[[ Records to process open ]]

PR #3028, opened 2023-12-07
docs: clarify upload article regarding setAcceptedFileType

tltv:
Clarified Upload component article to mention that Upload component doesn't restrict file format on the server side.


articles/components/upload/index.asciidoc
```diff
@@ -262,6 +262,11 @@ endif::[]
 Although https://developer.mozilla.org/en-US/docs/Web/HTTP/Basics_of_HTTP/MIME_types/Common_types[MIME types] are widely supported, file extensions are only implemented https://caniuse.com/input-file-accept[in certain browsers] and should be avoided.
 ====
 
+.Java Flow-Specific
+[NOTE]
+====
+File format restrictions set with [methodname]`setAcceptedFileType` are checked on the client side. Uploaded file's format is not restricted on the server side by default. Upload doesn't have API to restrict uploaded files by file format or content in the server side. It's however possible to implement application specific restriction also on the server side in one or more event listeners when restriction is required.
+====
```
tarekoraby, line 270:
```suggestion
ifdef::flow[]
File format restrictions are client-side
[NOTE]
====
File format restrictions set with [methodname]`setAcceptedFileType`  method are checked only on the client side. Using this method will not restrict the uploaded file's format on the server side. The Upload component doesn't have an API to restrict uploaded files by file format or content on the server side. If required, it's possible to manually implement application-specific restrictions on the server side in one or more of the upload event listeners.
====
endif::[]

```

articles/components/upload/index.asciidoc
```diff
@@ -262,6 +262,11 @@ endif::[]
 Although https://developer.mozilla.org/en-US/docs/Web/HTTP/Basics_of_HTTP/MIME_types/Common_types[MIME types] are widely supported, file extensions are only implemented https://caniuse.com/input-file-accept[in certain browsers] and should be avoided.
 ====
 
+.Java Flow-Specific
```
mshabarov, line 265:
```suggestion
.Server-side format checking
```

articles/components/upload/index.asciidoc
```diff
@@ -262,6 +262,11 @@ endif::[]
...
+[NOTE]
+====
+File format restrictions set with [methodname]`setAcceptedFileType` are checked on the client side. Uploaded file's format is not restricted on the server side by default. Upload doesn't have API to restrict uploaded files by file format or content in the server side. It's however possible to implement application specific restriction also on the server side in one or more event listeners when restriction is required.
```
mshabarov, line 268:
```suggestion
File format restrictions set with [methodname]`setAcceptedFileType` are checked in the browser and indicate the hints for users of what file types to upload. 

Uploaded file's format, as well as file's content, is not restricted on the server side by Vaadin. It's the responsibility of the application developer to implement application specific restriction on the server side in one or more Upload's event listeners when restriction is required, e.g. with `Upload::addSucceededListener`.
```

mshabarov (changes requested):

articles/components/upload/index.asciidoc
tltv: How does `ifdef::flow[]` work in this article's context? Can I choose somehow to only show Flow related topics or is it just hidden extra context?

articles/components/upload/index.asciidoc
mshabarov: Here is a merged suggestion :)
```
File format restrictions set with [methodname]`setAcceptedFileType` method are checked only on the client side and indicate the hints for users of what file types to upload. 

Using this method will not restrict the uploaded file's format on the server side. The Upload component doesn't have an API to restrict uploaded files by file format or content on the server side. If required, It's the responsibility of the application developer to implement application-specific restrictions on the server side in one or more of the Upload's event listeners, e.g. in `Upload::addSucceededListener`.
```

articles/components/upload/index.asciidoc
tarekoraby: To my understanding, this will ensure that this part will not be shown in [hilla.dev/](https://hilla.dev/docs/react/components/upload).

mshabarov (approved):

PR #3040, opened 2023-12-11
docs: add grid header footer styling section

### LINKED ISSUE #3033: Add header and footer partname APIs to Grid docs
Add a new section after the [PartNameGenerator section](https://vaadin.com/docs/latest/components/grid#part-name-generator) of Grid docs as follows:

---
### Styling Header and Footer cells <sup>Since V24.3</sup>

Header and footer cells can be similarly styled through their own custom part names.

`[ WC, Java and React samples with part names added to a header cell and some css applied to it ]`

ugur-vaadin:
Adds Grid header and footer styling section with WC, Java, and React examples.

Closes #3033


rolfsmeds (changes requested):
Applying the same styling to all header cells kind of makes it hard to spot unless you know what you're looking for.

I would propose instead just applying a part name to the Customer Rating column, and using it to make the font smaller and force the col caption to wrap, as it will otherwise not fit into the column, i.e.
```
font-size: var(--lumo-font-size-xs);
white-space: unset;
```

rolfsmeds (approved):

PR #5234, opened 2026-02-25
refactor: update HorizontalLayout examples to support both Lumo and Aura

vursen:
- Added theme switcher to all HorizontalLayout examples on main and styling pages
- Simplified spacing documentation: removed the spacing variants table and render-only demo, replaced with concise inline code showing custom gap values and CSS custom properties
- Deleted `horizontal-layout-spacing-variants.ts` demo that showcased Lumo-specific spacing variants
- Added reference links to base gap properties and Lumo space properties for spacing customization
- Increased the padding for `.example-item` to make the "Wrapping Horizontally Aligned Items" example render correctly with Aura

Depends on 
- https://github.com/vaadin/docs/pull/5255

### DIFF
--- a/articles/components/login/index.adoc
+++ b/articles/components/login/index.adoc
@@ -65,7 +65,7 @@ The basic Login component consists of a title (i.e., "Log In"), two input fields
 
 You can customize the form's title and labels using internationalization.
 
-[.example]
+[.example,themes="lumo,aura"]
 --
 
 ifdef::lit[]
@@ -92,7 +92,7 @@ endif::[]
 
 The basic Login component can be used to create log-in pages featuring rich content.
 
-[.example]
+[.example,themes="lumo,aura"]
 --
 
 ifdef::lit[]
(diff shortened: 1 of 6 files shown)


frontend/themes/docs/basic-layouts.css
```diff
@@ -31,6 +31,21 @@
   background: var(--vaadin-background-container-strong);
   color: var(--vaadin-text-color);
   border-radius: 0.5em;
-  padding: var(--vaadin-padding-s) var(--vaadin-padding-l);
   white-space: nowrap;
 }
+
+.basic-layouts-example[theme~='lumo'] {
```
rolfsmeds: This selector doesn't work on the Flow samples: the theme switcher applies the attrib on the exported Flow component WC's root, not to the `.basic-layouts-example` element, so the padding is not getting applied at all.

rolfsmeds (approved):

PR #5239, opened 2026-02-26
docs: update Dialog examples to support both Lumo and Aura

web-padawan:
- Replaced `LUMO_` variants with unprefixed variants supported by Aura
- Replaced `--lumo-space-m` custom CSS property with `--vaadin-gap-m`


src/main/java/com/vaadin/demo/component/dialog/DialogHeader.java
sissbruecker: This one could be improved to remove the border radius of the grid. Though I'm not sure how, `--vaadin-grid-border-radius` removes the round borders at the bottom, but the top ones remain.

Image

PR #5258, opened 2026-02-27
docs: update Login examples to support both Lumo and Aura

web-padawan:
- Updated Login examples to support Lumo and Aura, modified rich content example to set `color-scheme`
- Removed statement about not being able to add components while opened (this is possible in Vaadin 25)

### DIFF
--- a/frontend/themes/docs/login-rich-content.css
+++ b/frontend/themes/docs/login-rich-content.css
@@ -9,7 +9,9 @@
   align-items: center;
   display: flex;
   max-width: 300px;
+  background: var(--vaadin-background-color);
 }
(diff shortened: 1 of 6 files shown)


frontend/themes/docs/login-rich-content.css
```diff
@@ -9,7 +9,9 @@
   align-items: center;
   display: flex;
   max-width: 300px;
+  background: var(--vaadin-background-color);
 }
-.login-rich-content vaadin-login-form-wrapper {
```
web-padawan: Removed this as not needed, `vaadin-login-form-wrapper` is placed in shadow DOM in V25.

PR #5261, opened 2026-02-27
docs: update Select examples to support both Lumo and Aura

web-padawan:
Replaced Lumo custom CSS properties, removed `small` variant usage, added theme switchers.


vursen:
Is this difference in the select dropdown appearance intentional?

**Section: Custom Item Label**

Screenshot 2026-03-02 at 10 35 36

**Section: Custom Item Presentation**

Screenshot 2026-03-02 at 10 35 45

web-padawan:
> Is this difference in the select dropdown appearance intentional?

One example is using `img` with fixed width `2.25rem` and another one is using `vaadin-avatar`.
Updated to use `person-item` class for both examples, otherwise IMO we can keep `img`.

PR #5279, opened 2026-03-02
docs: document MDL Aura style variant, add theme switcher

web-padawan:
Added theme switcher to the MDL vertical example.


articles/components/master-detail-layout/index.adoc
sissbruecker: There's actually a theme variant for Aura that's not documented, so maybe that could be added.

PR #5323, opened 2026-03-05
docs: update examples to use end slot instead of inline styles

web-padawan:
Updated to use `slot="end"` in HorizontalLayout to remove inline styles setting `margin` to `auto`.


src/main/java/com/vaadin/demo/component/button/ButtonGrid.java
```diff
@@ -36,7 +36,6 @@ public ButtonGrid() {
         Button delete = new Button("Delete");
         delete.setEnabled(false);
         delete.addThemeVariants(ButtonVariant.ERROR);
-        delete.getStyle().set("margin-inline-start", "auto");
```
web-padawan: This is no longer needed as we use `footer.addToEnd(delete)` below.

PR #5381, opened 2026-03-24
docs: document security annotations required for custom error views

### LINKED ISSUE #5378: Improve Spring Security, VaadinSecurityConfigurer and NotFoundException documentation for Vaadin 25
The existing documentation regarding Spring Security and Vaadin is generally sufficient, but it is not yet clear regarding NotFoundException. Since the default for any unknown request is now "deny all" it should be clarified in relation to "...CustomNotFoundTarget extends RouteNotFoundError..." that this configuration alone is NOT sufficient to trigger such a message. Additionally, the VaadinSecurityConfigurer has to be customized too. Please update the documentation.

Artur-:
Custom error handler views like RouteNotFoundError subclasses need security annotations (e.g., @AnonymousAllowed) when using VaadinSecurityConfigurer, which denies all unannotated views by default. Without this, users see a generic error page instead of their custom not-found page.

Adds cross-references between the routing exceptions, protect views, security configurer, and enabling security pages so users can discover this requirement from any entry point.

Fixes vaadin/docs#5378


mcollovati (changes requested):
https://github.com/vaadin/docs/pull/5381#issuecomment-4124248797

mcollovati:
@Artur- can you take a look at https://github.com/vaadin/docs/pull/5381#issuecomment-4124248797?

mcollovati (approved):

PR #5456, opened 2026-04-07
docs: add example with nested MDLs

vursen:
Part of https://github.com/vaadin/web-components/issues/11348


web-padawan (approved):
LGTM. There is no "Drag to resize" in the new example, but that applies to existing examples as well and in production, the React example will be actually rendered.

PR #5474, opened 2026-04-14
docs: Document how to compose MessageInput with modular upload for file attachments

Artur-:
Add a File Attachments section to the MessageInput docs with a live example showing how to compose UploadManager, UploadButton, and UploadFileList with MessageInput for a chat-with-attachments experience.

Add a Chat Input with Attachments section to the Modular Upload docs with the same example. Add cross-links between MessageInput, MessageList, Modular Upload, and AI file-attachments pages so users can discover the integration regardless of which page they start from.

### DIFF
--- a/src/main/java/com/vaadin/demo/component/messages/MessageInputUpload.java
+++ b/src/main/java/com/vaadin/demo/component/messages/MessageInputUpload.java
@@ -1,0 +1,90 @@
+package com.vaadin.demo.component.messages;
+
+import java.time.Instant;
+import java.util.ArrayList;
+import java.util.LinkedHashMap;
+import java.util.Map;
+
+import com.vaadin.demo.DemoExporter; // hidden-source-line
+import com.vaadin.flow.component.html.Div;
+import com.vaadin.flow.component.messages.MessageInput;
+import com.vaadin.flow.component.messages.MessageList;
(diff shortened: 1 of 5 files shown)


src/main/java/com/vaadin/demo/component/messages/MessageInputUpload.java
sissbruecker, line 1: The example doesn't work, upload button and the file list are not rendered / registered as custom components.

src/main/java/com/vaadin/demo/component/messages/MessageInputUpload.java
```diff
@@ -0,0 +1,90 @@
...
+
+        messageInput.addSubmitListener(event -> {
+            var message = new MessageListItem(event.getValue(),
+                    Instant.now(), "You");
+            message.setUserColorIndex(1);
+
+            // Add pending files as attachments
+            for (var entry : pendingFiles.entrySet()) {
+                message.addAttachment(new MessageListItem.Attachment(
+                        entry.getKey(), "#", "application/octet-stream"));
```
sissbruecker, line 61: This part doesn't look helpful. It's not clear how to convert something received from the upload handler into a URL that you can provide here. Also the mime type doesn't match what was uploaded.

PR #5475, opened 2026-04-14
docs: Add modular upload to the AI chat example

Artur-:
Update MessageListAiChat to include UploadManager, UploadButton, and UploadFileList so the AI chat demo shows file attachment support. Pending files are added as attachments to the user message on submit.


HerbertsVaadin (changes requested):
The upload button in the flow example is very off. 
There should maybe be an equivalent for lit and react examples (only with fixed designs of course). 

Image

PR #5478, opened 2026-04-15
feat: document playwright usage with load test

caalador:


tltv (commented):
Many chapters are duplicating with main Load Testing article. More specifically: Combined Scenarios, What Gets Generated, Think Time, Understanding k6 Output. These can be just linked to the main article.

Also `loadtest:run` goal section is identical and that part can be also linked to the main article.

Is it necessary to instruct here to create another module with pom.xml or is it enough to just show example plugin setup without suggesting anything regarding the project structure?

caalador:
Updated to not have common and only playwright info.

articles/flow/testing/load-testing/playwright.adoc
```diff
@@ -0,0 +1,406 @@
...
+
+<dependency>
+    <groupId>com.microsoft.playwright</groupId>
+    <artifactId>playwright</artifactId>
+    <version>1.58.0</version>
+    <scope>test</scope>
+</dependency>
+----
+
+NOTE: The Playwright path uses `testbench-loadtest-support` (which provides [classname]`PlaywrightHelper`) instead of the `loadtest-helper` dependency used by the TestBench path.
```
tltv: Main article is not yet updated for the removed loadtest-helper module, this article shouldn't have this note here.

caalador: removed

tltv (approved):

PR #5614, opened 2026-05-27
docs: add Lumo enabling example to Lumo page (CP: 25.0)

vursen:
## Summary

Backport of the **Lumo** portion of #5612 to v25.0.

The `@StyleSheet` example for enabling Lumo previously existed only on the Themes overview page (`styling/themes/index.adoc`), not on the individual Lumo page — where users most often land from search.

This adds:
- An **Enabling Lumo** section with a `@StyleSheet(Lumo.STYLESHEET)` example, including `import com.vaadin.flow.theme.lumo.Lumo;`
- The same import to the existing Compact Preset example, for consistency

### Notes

[[ Records to process closed ]]

■ Exercise details ■
Check which lines of the entries hold the word "helper", then please give only how many there are.

■ Written solution ■
2